Gilang Kusumabangsa,
SEKILAS, pajak dan korupsi merupakan dua hal yang tidak saling berhubungan. Namun, nyatanya beberapa penelitian menunjukkan bahwa dua hal tersebut saling memengaruhi.
Berdasarkan survei World Bank terhadap 25.000 perusahaan di 57 negara, diketahui bahwa praktik suap cenderung dilakukan oleh perusahaan yang juga melakukan praktik penghindaran pajak.
Torgler (2006) juga menulis bahwa skor persepsi korupsi sebuah negara ikut memengaruhi kepatuhan pajak masyarakatnya.
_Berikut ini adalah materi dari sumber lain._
PR #79, opened 2015-01-04
Modified examples to use the new context-based API

jack-pappas:
I've modified the blosc examples so they use the new context-based API functions instead of the older functions which entail use of the global context.

### DIFF
--- a/examples/many_compressors.c
+++ b/examples/many_compressors.c
@@ -53,10 +53,14 @@ int main(){
   static float data[SIZE];
   static float data_out[SIZE];
   static float data_dest[SIZE];
-  int isize = SIZE*sizeof(float), osize = SIZE*sizeof(float);
-  int dsize = SIZE*sizeof(float), csize;
-  int nthreads, pnthreads, i;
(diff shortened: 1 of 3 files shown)


FrancescAlted:
I think there is a misunderstanding here.  You call the current (and official) API 'old', but in the header docstrings it is never said that they are 'old' by no means.  In fact, they have interesting advanatges over the '_ctx' counterparts.  For details, see:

Rendahnya skor persepsi korupsi membuat publik merasa dikhianati dan pada akhirnya menurunkan motivasi mereka untuk membayar pajak.
Selain itu, Uslaner (2005) berpendapat bahwa tingkat persepsi korupsi memiliki korelasi positif dengan tingkat penggelapan pajak. Dalam perspektif yang lebih luas, di mana praktik korupsi telah menjadi kelaziman di masyarakat, kondisi ini dapat mendorong terjadinya tax evasion (OECD, 2018).
Dengan bukti-bukti empiris tersebut, seyogianya Presiden Prabowo Subianto selaku pemegang kekuasaan pemerintahan tertinggi, perlu mengorkestrasi simbiosis mutualisme lintas sektor untuk melawan praktik korupsi. Celah korupsi yang makin sempit pada akhirnya bisa ikut memperbaiki kinerja tax ratio dan penerimaan pajak.
Kebijakan pemerintah untuk menekan celah korupsi juga sejalan dengan best practice internasional dan rekomendasi OECD (2018). Sebanyak 53 negara telah menerapkan kerja sama antara otoritas pajak dan otoritas antikorupsi guna menutup celah korupsi, kolusi, dan nepotisme (KKN).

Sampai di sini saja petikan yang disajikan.